━━━ Exercise input
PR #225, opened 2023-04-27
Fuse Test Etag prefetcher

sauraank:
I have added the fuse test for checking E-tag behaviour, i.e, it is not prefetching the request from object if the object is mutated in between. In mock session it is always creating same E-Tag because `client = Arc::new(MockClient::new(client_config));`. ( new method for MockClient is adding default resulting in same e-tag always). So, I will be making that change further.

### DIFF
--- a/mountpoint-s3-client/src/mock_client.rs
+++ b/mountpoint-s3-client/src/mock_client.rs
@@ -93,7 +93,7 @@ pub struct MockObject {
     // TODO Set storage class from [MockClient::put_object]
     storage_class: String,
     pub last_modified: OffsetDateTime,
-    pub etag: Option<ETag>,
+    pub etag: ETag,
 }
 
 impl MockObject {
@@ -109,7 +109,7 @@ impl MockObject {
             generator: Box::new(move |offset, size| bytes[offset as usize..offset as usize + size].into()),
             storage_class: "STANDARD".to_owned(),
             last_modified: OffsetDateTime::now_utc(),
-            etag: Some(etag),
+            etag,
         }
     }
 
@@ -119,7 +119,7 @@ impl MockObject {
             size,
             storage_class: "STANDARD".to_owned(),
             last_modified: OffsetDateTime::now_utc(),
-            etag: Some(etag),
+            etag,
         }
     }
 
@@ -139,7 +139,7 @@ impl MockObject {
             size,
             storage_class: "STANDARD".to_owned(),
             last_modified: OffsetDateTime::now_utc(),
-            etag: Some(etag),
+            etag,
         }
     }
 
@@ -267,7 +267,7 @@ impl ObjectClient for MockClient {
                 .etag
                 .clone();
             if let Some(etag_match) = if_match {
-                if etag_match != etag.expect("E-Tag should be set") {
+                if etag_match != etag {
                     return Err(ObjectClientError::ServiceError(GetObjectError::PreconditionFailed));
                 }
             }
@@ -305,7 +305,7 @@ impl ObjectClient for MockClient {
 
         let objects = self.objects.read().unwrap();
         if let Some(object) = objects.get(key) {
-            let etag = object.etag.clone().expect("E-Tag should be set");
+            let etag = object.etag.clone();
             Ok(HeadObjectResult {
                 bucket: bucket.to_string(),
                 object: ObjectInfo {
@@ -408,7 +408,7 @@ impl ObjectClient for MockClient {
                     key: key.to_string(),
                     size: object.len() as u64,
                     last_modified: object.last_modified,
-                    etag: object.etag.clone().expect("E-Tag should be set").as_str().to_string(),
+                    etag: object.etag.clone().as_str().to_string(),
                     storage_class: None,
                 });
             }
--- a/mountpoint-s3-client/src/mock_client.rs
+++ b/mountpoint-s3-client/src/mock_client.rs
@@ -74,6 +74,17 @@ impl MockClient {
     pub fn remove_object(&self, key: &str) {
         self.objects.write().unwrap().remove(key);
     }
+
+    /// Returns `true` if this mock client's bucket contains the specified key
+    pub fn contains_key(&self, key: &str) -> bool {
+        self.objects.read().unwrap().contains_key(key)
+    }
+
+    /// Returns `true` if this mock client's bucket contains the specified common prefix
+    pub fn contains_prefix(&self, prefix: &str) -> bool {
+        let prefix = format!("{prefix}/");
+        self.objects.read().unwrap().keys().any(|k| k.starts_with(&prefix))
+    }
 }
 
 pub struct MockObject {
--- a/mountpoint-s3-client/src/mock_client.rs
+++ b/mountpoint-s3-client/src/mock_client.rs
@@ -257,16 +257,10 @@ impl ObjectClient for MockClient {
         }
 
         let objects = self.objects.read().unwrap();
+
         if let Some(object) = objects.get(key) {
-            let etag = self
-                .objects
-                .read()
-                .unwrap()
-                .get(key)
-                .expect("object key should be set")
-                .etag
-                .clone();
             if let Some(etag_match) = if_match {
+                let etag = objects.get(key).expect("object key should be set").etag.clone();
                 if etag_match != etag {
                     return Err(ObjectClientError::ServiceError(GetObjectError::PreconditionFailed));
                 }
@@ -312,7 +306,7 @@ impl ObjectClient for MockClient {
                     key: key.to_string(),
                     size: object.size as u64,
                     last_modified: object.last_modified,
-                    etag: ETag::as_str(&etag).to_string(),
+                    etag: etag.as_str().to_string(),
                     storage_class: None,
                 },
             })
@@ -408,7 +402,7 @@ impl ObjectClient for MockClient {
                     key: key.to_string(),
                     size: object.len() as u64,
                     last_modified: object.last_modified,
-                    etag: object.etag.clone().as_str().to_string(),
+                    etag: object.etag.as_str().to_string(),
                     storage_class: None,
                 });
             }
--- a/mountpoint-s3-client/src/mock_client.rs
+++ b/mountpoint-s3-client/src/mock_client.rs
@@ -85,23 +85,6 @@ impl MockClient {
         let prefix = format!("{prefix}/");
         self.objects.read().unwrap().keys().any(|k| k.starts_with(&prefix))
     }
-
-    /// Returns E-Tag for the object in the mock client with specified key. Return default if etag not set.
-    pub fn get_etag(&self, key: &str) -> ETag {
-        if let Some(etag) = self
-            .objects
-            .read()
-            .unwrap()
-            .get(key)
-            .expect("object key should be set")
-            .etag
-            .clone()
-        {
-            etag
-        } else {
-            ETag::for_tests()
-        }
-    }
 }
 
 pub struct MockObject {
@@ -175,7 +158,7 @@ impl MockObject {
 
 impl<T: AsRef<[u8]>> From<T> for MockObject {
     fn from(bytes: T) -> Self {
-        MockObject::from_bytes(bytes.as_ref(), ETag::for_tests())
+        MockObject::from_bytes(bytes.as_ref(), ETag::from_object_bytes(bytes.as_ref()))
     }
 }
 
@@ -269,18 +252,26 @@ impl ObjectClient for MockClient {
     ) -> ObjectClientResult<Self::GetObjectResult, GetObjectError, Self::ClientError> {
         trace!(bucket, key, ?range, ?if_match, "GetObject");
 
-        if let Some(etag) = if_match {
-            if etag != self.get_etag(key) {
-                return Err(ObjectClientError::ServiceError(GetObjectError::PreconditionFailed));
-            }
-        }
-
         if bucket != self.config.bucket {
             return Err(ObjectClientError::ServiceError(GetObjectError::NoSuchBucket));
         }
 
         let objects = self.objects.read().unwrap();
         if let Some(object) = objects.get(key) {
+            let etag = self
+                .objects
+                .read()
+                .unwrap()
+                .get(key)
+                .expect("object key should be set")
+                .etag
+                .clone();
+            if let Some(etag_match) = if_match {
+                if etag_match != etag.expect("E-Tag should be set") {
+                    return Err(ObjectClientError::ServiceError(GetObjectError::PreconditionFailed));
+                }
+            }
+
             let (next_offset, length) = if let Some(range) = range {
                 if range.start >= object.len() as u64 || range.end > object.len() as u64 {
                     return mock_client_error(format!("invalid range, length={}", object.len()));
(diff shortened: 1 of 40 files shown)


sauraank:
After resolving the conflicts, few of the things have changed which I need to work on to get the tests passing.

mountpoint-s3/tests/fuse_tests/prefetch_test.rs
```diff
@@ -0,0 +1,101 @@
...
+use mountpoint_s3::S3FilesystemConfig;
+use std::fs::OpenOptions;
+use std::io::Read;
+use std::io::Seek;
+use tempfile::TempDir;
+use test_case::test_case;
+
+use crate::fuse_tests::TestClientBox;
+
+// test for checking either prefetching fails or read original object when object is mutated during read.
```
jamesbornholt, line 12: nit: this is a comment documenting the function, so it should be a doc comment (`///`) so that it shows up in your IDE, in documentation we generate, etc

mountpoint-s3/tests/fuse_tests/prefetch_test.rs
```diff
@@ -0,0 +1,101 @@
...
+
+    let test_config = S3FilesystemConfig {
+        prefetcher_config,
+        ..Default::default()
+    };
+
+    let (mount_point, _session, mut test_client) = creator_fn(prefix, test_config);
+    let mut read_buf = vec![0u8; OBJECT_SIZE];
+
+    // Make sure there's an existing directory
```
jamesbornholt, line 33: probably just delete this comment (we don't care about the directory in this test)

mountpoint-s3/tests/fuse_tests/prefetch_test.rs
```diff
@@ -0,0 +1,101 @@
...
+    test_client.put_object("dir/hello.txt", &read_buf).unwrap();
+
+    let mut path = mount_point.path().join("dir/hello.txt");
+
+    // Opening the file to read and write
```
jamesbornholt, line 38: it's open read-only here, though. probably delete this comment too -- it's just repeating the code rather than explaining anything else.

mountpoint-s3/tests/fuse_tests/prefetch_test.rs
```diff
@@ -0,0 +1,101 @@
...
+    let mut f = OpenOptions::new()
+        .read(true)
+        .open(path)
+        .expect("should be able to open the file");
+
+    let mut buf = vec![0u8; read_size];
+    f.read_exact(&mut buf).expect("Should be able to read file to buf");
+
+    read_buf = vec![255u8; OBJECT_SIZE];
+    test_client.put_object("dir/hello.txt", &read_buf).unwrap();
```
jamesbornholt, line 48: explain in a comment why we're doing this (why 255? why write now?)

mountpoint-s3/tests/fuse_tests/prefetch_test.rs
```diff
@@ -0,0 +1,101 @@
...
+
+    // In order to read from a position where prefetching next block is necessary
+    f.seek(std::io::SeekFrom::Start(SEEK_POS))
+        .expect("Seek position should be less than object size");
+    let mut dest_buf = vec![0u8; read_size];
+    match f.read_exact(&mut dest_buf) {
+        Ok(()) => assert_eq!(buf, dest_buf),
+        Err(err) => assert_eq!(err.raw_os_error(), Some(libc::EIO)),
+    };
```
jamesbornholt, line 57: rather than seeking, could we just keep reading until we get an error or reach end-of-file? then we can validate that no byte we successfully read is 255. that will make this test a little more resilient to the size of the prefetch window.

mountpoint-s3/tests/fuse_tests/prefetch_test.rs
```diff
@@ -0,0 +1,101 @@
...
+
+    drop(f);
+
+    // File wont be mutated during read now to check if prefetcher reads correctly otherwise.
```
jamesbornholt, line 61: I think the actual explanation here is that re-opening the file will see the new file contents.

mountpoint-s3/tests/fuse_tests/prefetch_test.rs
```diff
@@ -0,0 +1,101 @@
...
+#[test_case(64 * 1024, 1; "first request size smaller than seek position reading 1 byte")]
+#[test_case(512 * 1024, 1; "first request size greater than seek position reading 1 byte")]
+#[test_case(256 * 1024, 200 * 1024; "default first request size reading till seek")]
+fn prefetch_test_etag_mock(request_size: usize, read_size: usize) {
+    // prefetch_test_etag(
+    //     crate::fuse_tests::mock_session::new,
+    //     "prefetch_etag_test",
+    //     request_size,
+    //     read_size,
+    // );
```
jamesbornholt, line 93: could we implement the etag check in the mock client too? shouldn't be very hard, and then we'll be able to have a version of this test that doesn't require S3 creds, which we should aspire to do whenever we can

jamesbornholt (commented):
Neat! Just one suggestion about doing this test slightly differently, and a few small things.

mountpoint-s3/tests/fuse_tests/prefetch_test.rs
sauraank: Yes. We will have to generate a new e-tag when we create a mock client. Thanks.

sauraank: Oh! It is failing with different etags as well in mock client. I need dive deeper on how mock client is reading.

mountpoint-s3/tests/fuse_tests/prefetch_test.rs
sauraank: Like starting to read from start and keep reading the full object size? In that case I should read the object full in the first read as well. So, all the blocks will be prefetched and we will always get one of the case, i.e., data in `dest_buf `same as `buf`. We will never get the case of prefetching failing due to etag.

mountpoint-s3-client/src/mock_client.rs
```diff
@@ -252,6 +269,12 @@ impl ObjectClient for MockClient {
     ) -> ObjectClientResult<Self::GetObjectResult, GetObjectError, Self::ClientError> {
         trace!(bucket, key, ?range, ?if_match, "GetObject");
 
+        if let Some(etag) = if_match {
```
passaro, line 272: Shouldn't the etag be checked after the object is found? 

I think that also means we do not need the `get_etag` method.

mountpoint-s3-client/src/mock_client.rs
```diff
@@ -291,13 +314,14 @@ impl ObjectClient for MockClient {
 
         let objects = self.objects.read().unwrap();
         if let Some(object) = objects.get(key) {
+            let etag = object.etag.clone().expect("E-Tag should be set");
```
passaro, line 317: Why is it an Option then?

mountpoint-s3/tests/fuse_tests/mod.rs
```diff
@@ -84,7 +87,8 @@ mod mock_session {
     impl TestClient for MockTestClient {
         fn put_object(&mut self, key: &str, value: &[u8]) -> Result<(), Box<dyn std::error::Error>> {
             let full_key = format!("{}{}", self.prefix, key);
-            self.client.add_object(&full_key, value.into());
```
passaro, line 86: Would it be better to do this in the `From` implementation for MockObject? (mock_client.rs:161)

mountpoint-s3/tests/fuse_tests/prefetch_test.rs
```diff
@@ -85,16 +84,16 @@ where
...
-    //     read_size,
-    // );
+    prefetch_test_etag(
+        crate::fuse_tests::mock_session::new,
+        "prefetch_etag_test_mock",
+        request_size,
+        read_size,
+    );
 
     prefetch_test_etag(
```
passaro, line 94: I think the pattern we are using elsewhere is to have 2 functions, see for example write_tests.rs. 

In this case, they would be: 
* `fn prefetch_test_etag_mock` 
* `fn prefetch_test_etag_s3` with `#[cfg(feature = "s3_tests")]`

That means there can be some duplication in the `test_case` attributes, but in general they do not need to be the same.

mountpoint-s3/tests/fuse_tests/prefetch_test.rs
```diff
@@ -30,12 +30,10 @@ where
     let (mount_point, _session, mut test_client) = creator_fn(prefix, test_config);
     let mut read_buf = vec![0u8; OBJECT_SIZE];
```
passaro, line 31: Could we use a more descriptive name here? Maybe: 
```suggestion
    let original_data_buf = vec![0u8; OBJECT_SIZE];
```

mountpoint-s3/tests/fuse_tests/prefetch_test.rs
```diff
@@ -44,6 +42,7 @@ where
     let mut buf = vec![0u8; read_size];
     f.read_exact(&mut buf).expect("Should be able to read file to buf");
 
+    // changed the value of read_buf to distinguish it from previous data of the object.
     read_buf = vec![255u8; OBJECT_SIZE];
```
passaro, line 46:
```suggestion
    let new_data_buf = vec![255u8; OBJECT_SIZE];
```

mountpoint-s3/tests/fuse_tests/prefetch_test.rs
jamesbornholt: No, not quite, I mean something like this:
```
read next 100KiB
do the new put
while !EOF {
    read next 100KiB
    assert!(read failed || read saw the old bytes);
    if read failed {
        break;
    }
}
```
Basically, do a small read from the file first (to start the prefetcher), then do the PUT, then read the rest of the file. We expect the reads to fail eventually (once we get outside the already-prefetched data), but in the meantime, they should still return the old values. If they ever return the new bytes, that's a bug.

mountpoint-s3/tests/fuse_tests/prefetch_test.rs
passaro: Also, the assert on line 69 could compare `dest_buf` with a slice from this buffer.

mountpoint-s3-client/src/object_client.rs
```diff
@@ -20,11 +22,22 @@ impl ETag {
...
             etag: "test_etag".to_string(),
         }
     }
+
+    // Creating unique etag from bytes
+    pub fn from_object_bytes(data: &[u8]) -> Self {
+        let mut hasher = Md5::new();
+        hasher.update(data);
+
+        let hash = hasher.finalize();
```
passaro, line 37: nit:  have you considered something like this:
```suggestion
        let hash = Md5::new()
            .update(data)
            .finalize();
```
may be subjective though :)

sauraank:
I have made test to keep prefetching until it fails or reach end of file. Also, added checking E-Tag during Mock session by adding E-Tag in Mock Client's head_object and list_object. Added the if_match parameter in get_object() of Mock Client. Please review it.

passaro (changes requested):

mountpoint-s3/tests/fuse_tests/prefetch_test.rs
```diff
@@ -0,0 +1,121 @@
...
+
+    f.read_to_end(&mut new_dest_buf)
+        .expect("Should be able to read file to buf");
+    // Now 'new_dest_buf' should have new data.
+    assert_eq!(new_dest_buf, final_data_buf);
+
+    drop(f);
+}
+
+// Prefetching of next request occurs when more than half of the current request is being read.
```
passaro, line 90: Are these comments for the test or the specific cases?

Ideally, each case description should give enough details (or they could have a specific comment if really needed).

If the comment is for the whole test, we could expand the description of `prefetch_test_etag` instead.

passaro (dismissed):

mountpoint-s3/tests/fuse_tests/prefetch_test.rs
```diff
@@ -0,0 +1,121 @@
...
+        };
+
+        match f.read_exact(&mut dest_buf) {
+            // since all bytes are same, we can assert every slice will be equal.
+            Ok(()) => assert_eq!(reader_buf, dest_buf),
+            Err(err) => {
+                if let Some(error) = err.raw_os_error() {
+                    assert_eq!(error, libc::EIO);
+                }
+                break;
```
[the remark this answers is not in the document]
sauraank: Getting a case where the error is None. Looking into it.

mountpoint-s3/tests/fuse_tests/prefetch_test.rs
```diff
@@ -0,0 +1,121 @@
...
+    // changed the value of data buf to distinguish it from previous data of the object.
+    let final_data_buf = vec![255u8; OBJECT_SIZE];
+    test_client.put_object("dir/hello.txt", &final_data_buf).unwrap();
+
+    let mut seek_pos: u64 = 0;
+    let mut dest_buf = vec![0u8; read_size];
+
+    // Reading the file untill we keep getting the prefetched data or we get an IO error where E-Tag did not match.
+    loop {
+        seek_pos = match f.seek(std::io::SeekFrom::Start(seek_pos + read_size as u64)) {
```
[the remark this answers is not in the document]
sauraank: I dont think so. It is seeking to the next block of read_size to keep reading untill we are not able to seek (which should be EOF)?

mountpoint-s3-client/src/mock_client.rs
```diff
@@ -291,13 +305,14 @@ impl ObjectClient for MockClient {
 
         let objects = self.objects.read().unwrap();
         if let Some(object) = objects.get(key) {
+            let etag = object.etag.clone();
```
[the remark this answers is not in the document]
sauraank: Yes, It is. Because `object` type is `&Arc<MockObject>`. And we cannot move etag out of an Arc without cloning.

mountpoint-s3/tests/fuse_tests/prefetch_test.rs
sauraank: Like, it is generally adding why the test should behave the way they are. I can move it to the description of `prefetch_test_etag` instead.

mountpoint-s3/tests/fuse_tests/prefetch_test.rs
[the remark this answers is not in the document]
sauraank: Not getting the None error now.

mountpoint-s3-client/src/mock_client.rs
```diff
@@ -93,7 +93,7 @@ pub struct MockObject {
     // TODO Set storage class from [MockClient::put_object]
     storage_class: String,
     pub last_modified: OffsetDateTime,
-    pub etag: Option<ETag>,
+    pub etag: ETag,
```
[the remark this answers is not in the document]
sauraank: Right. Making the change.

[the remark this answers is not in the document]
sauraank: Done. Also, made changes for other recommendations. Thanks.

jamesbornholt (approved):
━━━━━━
◆ **Exercise aim**
Check every line of the records above for the string "changed". Copy those that hold it.

◆ **Completed task**
After resolving the conflicts, few of the things have changed which I need to work on to get the tests passing.
+    // changed the value of read_buf to distinguish it from previous data of the object.
+    // changed the value of data buf to distinguish it from previous data of the object.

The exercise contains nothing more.